### Work order
Copy each line below holding "need".

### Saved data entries
##########
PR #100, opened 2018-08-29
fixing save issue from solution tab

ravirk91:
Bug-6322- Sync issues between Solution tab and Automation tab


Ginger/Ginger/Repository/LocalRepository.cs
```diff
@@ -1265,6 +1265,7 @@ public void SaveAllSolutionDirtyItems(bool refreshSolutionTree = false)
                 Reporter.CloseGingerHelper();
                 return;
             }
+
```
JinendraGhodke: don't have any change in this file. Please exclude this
##########
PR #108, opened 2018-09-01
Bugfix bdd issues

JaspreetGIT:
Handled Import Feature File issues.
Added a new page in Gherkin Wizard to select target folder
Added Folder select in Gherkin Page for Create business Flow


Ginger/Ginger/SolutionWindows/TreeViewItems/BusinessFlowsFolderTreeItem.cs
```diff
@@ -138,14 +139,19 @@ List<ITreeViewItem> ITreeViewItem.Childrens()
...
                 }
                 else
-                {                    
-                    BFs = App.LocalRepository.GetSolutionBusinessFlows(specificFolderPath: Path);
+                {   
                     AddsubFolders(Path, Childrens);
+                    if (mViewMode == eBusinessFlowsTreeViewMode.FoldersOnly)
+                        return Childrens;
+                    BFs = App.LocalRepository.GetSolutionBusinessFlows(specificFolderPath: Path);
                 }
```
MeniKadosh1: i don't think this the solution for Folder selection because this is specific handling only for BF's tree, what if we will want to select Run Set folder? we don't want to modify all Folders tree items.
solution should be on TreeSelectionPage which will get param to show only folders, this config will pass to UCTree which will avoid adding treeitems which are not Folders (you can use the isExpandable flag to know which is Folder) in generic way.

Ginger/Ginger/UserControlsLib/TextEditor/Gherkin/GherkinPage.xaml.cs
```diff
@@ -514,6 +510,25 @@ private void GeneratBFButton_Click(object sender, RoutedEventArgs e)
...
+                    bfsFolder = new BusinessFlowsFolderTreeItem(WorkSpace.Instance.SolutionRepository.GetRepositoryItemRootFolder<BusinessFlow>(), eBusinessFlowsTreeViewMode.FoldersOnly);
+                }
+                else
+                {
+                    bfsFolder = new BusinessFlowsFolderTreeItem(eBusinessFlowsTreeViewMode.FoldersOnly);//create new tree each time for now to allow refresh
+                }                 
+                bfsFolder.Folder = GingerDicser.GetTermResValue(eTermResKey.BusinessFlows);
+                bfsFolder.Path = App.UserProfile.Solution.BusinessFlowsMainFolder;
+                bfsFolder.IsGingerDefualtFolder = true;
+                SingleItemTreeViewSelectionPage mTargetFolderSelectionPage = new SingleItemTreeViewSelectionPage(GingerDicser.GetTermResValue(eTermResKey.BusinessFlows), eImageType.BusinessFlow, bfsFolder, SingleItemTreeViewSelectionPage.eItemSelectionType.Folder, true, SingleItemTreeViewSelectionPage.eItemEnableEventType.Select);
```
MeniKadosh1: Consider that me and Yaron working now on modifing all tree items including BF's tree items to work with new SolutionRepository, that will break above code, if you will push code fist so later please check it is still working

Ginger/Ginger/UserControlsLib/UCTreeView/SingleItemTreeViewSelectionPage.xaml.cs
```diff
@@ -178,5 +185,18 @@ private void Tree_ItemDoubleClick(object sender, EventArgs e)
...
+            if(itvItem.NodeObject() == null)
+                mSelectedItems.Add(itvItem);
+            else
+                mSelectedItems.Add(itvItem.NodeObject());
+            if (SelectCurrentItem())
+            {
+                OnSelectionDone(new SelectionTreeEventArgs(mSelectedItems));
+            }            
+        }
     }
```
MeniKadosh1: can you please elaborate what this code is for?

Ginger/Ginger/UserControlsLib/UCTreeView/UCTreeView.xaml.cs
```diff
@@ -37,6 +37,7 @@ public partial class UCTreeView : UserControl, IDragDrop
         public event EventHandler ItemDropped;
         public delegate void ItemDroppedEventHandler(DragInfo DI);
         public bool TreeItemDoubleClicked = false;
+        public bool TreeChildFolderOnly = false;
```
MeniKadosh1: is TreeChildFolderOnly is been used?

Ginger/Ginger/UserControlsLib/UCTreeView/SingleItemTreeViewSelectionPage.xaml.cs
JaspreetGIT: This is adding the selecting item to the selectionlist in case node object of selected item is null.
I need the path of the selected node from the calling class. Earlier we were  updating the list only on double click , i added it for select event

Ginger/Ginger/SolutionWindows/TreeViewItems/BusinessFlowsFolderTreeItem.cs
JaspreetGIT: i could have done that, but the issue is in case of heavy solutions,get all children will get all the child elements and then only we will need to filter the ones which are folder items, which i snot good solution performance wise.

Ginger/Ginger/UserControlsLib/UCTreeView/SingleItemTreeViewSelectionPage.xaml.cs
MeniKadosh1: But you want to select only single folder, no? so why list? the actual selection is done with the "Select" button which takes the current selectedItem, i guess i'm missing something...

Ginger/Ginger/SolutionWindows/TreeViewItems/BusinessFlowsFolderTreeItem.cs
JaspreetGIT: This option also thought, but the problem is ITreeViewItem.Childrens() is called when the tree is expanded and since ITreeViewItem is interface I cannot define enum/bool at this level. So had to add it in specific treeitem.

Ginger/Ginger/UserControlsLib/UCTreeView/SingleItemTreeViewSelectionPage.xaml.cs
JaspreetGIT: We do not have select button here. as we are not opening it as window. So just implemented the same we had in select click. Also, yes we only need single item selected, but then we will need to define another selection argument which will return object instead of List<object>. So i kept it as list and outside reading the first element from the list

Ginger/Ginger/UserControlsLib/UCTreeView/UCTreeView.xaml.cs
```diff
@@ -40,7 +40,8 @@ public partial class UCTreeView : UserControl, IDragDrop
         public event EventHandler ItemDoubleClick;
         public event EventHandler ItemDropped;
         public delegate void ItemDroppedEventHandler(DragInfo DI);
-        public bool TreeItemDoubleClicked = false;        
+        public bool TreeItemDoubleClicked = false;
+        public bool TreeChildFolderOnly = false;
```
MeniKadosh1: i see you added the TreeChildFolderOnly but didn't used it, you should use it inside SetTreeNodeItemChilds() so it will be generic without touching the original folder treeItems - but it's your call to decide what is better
##########
### Your solution
I need the path of the selected node from the calling class. Earlier we were  updating the list only on double click , i added it for select event
JaspreetGIT: i could have done that, but the issue is in case of heavy solutions,get all children will get all the child elements and then only we will need to filter the ones which are folder items, which i snot good solution performance wise.
JaspreetGIT: We do not have select button here. as we are not opening it as window. So just implemented the same we had in select click. Also, yes we only need single item selected, but then we will need to define another selection argument which will return object instead of List<object>. So i kept it as list and outside reading the first element from the list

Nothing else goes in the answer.